Tyrone Young

No. 89
- Position: Wide receiver

Personal information
- Born: April 29, 1960 Ocala, Florida, U.S.
- Died: October 15, 2015 (aged 55) San Diego, California, U.S.
- Listed height: 6 ft 6 in (1.98 m)
- Listed weight: 190 lb (86 kg)

Career information
- High school: Ocala (FL) Forest
- College: Florida
- NFL draft: 1983 (undrafted)

Career history
- New Orleans Saints (1983–1984);

Career NFL statistics
- Receptions: 36
- Receiving yards: 682
- Touchdowns: 6
- Stats at Pro Football Reference

= Tyrone Young =

American football player (1960–2015)

Tyrone Donnive Young (April 29, 1960 – October 15, 2015) was an American college and professional football player who was a wide receiver in the National Football League (NFL) for two seasons during the 1980s. Young played college football for the University of Florida, and thereafter, he played professionally for the NFL's New Orleans Saints.

== Early life ==

Young was born in Ocala, Florida in 1960. He attended Forest High School in Ocala, and he was the quarterback for the Forest Wildcats high school football team. Young led the Wildcats to back-to-back Florida state football championships in 1975 and 1976.

== College career ==

Young accepted an athletic scholarship to attend the University of Florida in Gainesville, Florida, where he played for coach Doug Dickey and coach Charley Pell's Florida Gators football teams from 1978 to 1982. The Gators coaching staff decided to red-shirt him as a true freshman in 1978, but he subsequently worked his way up the depth chart to briefly become the Gators' starting quarterback. He subsequently changed positions to wide receiver and was paired with another converted quarterback, Cris Collinsworth, as the Gators' star flankers. During Young's sophomore season in 1980, he was a member of the Gators team that posted the biggest one-year turnaround in the history of NCAA Division I football—from 0–10–1 in 1979 to an 8–4 bowl team in 1980. Memorably, Young caught ten passes for 183 yards against the Georgia Bulldogs in 1980, which remains the eighth best single-game performance by a Gators wide receiver He also caught a fifty-one-yard touchdown reception against the Florida State Seminoles in 1981.
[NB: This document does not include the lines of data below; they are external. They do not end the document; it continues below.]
PR #1603, opened 2021-05-30
Added Binder setup files

chaedri:
I'm just opening this pull request draft to get the ball rolling for my Google Summer of Code project. As part of the GRASS and Jupyter Notebook project, we discussed adding setup files to run binder.


binder/postBuild
```diff
@@ -0,0 +1,43 @@
...
+
+# exit on error
+set -e
+
+# use code dir for code
+mkdir code
+cd code
+
+# get the source code
+git clone https://github.com/OSGeo/grass.git
```
ninsbl, line 11: This seems to allway build the official master branch. So, it wil not work for testing PRs, right?

I tried to find some info on how to solve this but did not come across a solution that is known to work, but you could try if it is possible in the postbuild script to:

1 fetch teh url of the current repo:
`git config --get remote.origin.url`

and
2. use that to clone the code from which GRASS is supposed to be compiled...

But maybe @wenzeslaus has some more clear ideas about this...

ninsbl (commented):
Looks good to me.
Probably best to include download of sample data into the notebook if needed...
Then the commented code at the bottom of the postBuild script could be removed...

binder/postBuild
wenzeslaus: Just removing all the `cd`s, `mkdir`s and clone should be enough. Binder actually puts the repo content to what is the current directory when the Docker container starts. This makes it simply use always the current code whatever is the the current one, master branch in upstream, branch on a fork, ...

You can test that by going to Binder, the URL is (obtained by filling out mybinder.org):

<https://mybinder.org/v2/gh/chaedri/grass/binder>

@ninsbl I'm not sure what you are aiming at, but if I understand correctly, if you can do `git config --get remote.origin.url`, you probably have the repo clone already, so you don't need to do it at all.

binder/postBuild
```diff
@@ -0,0 +1,43 @@
...
+# create link to build
+ln -s $HOME/code/grass/bin.*/grass* $HOME/.local/bin/grass
+
+# OPTIONAL
+# download a sample dataset
+# mkdir -p data/grassdata \
+#  && curl -SL https://grass.osgeo.org/sampledata/north_carolina/nc_basic_spm_grass7.zip > nc_basic_spm_grass7.zip \
+#  && unzip -qq nc_basic_spm_grass7.zip \
+#  && mv nc_basic_spm_grass7 data/grassdata \
+#  && rm nc_basic_spm_grass7.zip
```
wenzeslaus, line 43: As GitHub Changes view says, no new line at the end of file.

binder/requirements.txt
```diff
@@ -0,0 +1,2 @@
+numpy
```
wenzeslaus, line 1: Move the pil and ply dependencies here from the apt file. Delete numpy there. Test if the packages are there, e.g., with (in the notebook):

```
!grass --tmp-location XY --exec python -c "import matplotlib"
```

wenzeslaus (changes requested):
Thank you. I think this will be very helpful.

wenzeslaus:
> Probably best to include download of sample data into the notebook if needed...
> Then the commented code at the bottom of the postBuild script could be removed...

Or download the data always? We don't know how this will be used, so maybe the download on demand in the notebook is best now. Definitively remove the comment.

wenzeslaus:
This is for a separate PR, but I think a GitHub Action should generate a Binder button aka Binder badge (which is just a URL and an image) and post it as a comment to each new PR so that you don't have to guess or construct the Binder URL yourself. That's my idea how this should be eventually used. The URL can also point to a specific notebook so you don't need to go through the directory structure to find it. The button/badge for this PR with notebooks and JupyterLab instead of a plain notebook:

[Binder](https://mybinder.org/v2/gh/chaedri/grass/binder?urlpath=lab/tree/doc%2Fnotebooks%2Fexample_notebook.ipynb)

```
 _____________________________
| Boootton. How cool is that? |
 -----------------------------
        \   ^__^
         \  (oo)\_______
            (__)\       )\/\
                ||----w |
```

Suggestions about the content of the notebook are welcome (there can be also more than one), but that's also for another PR. Empty one is fine with me now as well as skipping the dataset download.

binder/postBuild
ninsbl: @wenzeslaus , thanks great, I was not aware of how this is handled in binder. I just saw the line that clones the official repo which whould not result in the behavior we discused. So, if compiling from current directory works, that is great and please disregard my suggestion of `git config`...

ninsbl:
> Or download the data always? We don't know how this will be used, so maybe the download on demand in the notebook is best now. Definitively remove the comment.

Yes, I think both ways of handling that would be good. My thought was to have a blank setup and add (sample) data - including location / mapset setup - in the respective example notebook... As allways there are pros and cons and I am fine with either solution...

ninsbl:
> This is for a separate PR, but I think a GitHub Action should generate a Binder button aka Binder badge (which is just a URL and an image) and post it as a comment to each new PR so that you don't have to guess or construct the Binder URL yourself. 

Sounds like a very good idea.

binder/requirements.txt
chaedri: When I try to move the pil and ply dependencies, I get an error when I try to build binder:

'''
ERROR: Could not find a version that satisfies the requirement pil
ERROR: No matching distribution found for pil
'''

From my googling, it seems like PIL has to be installed first. Should it remain in the apt file?

binder/postBuild
```diff
@@ -0,0 +1,27 @@
...
+    --with-opengl-libs=/usr/include/GL \
+    --with-freetype=yes --with-freetype-includes="/usr/include/freetype2/" \
+    --with-sqlite=yes
+make
+
+# put command on path
+# ensure the user specific bin dir exists (already on path)
+mkdir -p $HOME/.local/bin/
+# create link to build
+ln -s $HOME/code/grass/bin.*/grass* $HOME/.local/bin/grass
```
ninsbl, line 27:
```suggestion
ln -s $HOME/grass/bin.*/grass* $HOME/.local/bin/grass
```

binder/requirements.txt
wenzeslaus: What is in the apt file goes to system Python and is not available in the notebook or GRASS when I test in the notebook using the above (which is using conda in this default Binder setup). You can try to confirm it. If that holds, apt file is not useful for Python packages. And python and python-dev should not be there either (I'm not even sure how python-dev got there, maybe to compile numpy or something).

What you import as pil, is installed with its proper name PIL. The requirements file goes to this repo: https://pypi.org/project/PIL/. So try PIL.

binder/postBuild
wenzeslaus: @chaedri to test this use `!grass --version` in the notebook or `grass --version` in a shell you get in the JupyterLab.

ninsbl:
> This is for a separate PR, but I think a GitHub Action should generate a Binder button aka Binder badge

So something like along this line I guess:
https://github.com/jupyterhub/repo2docker-action#use-github-actions-to-cache-the-build-for-binderhub

binder/postBuild
wenzeslaus: The first `grass` part is still one dir extra here even in the suggestion.

wenzeslaus (changes requested):
I think we can merge after you accept and test the changes.

BTW, perhaps obvious, but I used the button/link to test this and come up with the suggestion.

ninsbl (approved):
Looks good to me.

wenzeslaus (approved):
The `grass` (or `!grass`) command runs in Binder which is what I saw as the goal for this PR.

wenzeslaus:
Awesome! Now all PRs can be tested in Binder. One just needs to figure out the URL either by filling out the form at <https://mybinder.org> or by filling out this template:

```
https://mybinder.org/v2/gh/<PR author name>/grass/<branch name>
```

PR #1608, opened 2021-05-31
scripts/r.plane/r.plane.py:fixed bare except

ShubhamSwati:
r.plane/r.plane.py: E722: fixed bare except


scripts/.flake8
```diff
@@ -29,10 +29,10 @@ per-file-ignores =
...
     r.fillnulls/r.fillnulls.py: E722
     d.rast.edit/d.rast.edit.py: E722
-    g.manual/g.manual.py: E722
-    v.to.lines/v.to.lines.py: E722
-    v.in.wfs/v.in.wfs.py: E722
-    r.plane/r.plane.py: E722
+    
+    
+    
+
```
wenzeslaus, line 35: Just delete the lines. No need to keep them.

wenzeslaus (changes requested):

scripts/.flake8
ShubhamSwati: Now I have deleted these 4 lines from scripts/.flake8. Kindly review.

wenzeslaus (approved):
Thank you. This works!

FYI, `except Exception:` is not good enough for more strict checks from Pylint, but it is good enough for Flake8 and that's all we were aiming for now.

PR #1612, opened 2021-06-02
g.extension: workaround to use grass7 addon repo

neteler:
In order to avoid that `g.extension` fails to find extensions after the merge of #1597 here a temporary workaround of using the `grass7/` subdirectory of the GRASS GIS addons repository.

Once the new addons repository structure is implemented (see also https://github.com/OSGeo/grass-addons/issues/528) then this PR shall be reverted/updated.


neteler:
Yay!!
image

neteler:
Ops I already merged it... wrong button.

Young graduated from the University of Florida with a bachelor's degree in 1988.

== Professional career ==

The New Orleans Saints signed Young as an undrafted free agent in 1983, and he played for the Saints in and . He saw limited action in his rookie season, but had almost 600 yards receiving as a second-year pro. In his two NFL seasons, Young played in thirty-two games and had thirty-six receptions for 682 yards and six touchdowns.

== Death ==

Young died on October 15, 2015, in San Diego, California from multiple myeloma, which was first diagnosed in 2004. He was 55 years old.